OpenSearch: Offers open-source plugins such as:
- Security (authentication, RBAC)
- Alerting & anomaly detection
- Performance Analyzer
- Machine Learning
Compatibility
Elasticsearch: Newer releases may break backward compatibility; open-source builds stopped at 7.10.
OpenSearch: Forked from 7.10.2, maintains API compatibility for now, though divergence may occur over time.
Community & Support
Elasticsearch: Backed by Elastic NV, with official support and training; community contributions are more controlled.
OpenSearch: Community-driven with AWS leadership; fully open to external contributions.
Performance & Scalability
Both are built for high performance and scale. Initial benchmarks are similar since OpenSearch forked from 7.10.2, but future optimizations may differ.
Security
Elasticsearch: Advanced security via X-Pack (commercial).
OpenSearch: Security plugin built-in (Apache 2.0).
Visualization Tools
Kibana (Elasticsearch)
Kibana provides dashboards and visualizations (Elastic License / SSPL from 7.11).
OpenSearch Dashboards
Forked from Kibana 7.10.2, fully Apache 2.0–licensed.
Use Cases
- Log analytics
- Full-text search
- Monitoring & observability
- Real-time analytics
- E-commerce search
Installation & Setup
Elasticsearch
Download from Elastic’s site; versions > 7.10.2 require Elastic License or SSPL compliance.
OpenSearch
Download packages from the OpenSearch website or repos; Apache 2.0–licensed.
Pros & Cons
Elasticsearch Pros
- Mature ecosystem
- Official Elastic support
- Rich features (X-Pack)
Elasticsearch Cons
- Restrictive license
- Commercial plugin costs
- Complex legal terms
OpenSearch Pros
- True Apache 2.0 open source
- Open contributions
- Built-in advanced features
OpenSearch Cons
- Smaller ecosystem
- Potential API divergence
- Younger community
Which One to Choose?
- If you need a fully Apache 2.0 solution → OpenSearch.
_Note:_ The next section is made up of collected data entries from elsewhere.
PR #1696, opened 2023-07-04
Add PHP 8.3 to integration and unit tests

acicovic:
## Description
This PR is adds PHP 8.3 testing to integration and unit tests.

## Motivation and context
PHP 8.3 is to be released in November.

## How has this been tested?
Re-running existing tests.


.github/workflows/integration-tests.yml
```diff
@@ -47,6 +47,10 @@ jobs:
             wp: 'trunk'
             coverage: none
             experimental: false
+          - php: '8.3'
+            wp: 'trunk'
+            coverage: none
+            experimental: false
```
mehmoodak, line 53: - Any changes for line 31, 36 of this file?
- Any changes for `unit-tests.yml` file?

mehmoodak (changes requested):
Done with review and left a comment.

.github/workflows/integration-tests.yml
acicovic: - The comments on lines 26-31 are actually outdated, and I plan to correct them in another PR when everything related is merged.
- No changes are needed in line 36 as far as I'm aware, unless I'm missing something.

acicovic: Thanks for spotting that I should also make changes to `unit-tests.yml`, this was an omission from my part.

.github/workflows/unit-tests.yml
```diff
@@ -34,22 +34,16 @@ jobs:
       # - coverage: Whether to run the tests with code coverage.
       # - experimental: Whether the build is "allowed to fail".
       matrix:
-        php: ['7.2', '7.3', '7.4']
+        php: ['7.2', '7.3', '7.4', '8.0', '8.2', '8.3']
```
mehmoodak, line 37: Any reason why we have php versions different here and in above file?

mehmoodak (approved):
Left a comment but approving the PR.

.github/workflows/unit-tests.yml
acicovic: Yes! 😃

In `integration-tests.yml`, PHP versions `8.1`, `8.2` and `8.3` are defined in the `include` section in order to run the tests with specific configurations (for example code coverage or to run the tests against WP `trunk`).

In `unit-tests.yml` we have only put the `8.1` version in the `include` section to run it with code coverage (we cannot run unit tests against WP `trunk`). This is why there are differences between the lines.

We can confirm that things work correctly by going to the PR's page and verifying that integration and unit tests run for PHP 7.4 - 8.3, which they do.

Edit: In the previous paragraph, I mistakenly wrote 7.4 when I meant 7.2

mehmoodak: I think if we are adding new versions then we should also remove some old versions.

acicovic: Our plugin supports PHP version 7.2 and up, so we still need to test against 7.2.

But we'll remove versions as our PHP requirements go up.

- If you rely on Elastic-only features and accept SSPL/Elastic License → Elasticsearch.
- Consider long-term roadmap, community, and license constraints.
Final Thoughts
Both OpenSearch and Elasticsearch excel at search and analytics. OpenSearch guarantees open-source freedom; Elasticsearch provides deep commercial features under restrictive licenses. Choose based on your project’s feature needs, licensing terms, and support requirements.